PR #8291, opened 2020-11-18
Fix Object/Int comparison in templates

AdrienClairembault:
Fix this warning: 

image

| Q             | A
| ------------- | ---
| Bug fix?      | yes/
| New feature?  | no
| BC breaks?    | no
| Deprecations? | no
| Tests pass?   | yes
| Fixed tickets | !21085


orthagh (approved):

cedric-anne (changes requested):
Problem is not the comparison, but the fact that the `$options[$key]` should contains the previous template id, not the new one.

See #8292 .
····················
Activity: Everything in the listing above should be duplicated exactly.

Answer:
PR #8291, opened 2020-11-18
Fix Object/Int comparison in templates

AdrienClairembault:
Fix this warning: 

image

| Q             | A
| ------------- | ---
| Bug fix?      | yes/
| New feature?  | no
| BC breaks?    | no
| Deprecations? | no
| Tests pass?   | yes
| Fixed tickets | !21085


orthagh (approved):

cedric-anne (changes requested):
Problem is not the comparison, but the fact that the `$options[$key]` should contains the previous template id, not the new one.

See #8292 .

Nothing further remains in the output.